PR #618, opened 2023-08-22
39253 SEO Title and description

dai-eastgate:
related to https://github.com/onOffice-Web-Org/oo-wp-plugin/issues/577

changed log :
Set limit character for title and description

### DIFF
--- a/plugin.php
+++ b/plugin.php
@@ -66,6 +66,8 @@ use onOffice\WPlugin\Utility\__String;
 use onOffice\WPlugin\Utility\Redirector;
 use onOffice\WPlugin\WP\WPQueryWrapper;
 
+const DEFAULT_LIMIT_CHARACTER_TITLE = 60;
+
 define('ONOFFICE_DI_CONFIG_PATH', implode(DIRECTORY_SEPARATOR, [ONOFFICE_PLUGIN_DIR, 'config', 'di-config.php']));
 
 $pDIBuilder = new ContainerBuilder();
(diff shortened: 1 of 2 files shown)


plugin.php
```diff
@@ -399,4 +403,24 @@ function update_status_close_action_button_option()
 	};
 }, 500);
 
+function limit_characters(string $text, int $max_length): string
```
andernath, line 406: Why is this function necessary? Wouldn't _substr($result['title'], 0, DEFAULT_LIMIT_CHARACTER_TITLE);_ do the same?

andernath (commented):
@dai-eastgate I have a question in review. Please take a look.

plugin.php
andernath: @dai-eastgate 
Oh I guess you do not want to cut a word in half? Like 15 chars for "Beautiful cottage" would be "Beautiful" and not "Beautiful cott". Right?

I will clarify if this is necessary with the team.

andernath: The Seo Team thinks it's a good idea not to cut off words at the end.

I tried to improve the Code a bit. What do you think @dai-eastgate ? (sorry for bad formatting) 

`$result = $pDI->get(EstateViewDocumentTitleBuilder::class)->buildDocumentTitle($title);`
`if (strlen($result['title']) > DEFAULT_LIMIT_CHARACTER_TITLE) {`
      `$shortenedTitle = substr($result['title'], 0, DEFAULT_LIMIT_CHARACTER_TITLE);`
  `if (substr($result['title'], DEFAULT_LIMIT_CHARACTER_TITLE, 1) != ' ') {`
      `$shortenedTitle = substr($shortenedTitle, 0, strrpos($shortenedTitle, ' '));`
   `}`
   `$result['title'] = $shortenedTitle;`
`}`
`return $result;`

yeneastgate: @andernath yes,I will try the way you suggested, and will report back the result, thanks

dai-eastgate: @andernath yes, we will try the way you suggested, and will report back the result, thanks

dai-eastgate: @andernath I tried your suggestion, and it worked well. Please review the code I have refactored. Thank you!

andernath (approved):
I will start testing

PR #389, opened 2013-06-12
[3.8] Fix #1101 Add sended records throught mail in report

nlegoff:


bburnichon:
to ease follow-up... properly references pr
refs #1101

PR #1101, opened 2014-05-30
[3.8.6][PHRAS-32] Add extended format option for records API responses

nlegoff:
- [x] Add tests


bburnichon:
Ignore previous ref. Linked to another (and unknown) repo

PR #1256, opened 2015-02-23
[3.9] Fix token value sql length

nlegoff:
Some tokens are made of 64 chars, it is truncated un mysql db.


nlegoff:
closed in favor of https://github.com/alchemy-fr/Phraseanet/pull/1257

PR #1284, opened 2015-03-11
Fix search on thesaurus

mdarse:


mdarse:
Change already merged in #1282.

PR #1321, opened 2015-03-25
update

kwemi:


templates/web/prod/index.html.twig
```diff
@@ -528,7 +525,214 @@
 
             <div id="idFrameT" class="PNB ui-corner-top">
                 <div class="tools PNB10 btn-toolbar">
-                    {% include "prod/toolbar.html.twig" with {acl: app['acl'].get(app['authentication'].getUser()) } %}
+
```
bburnichon: Why has this change been reverted? We need this for the plugin architecture.

PR #1374, opened 2015-05-07
report des routes api/story de 3.8

jygaulier:
#PHRAS-485
#time 1.5d


lib/Alchemy/Phrasea/ControllerProvider/Api/V1.php
```diff
@@ -1363,7 +1473,7 @@ protected function add_record_to_story(Application $app, \record_adapter $story,
 
         try {
             $record = new \record_adapter($app, $databox_id, $record_id);
-        } catch (\Exception_Record_AdapterNotFound $e) {
+        } catch (Exception_Record_AdapterNotFound $e) {
```
bburnichon: Leading backslash is mandatory in this case. Old non namespaced classes are not imported in current namespace.

bburnichon:
sniff... I already refactored this controller in #1360 but it is not merged yet.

▸ WHAT IS REQUIRED:
If a line in the data contains the string "catch", copy it.

▸ EXERCISE SOLUTION:
-        } catch (\Exception_Record_AdapterNotFound $e) {
+        } catch (Exception_Record_AdapterNotFound $e) {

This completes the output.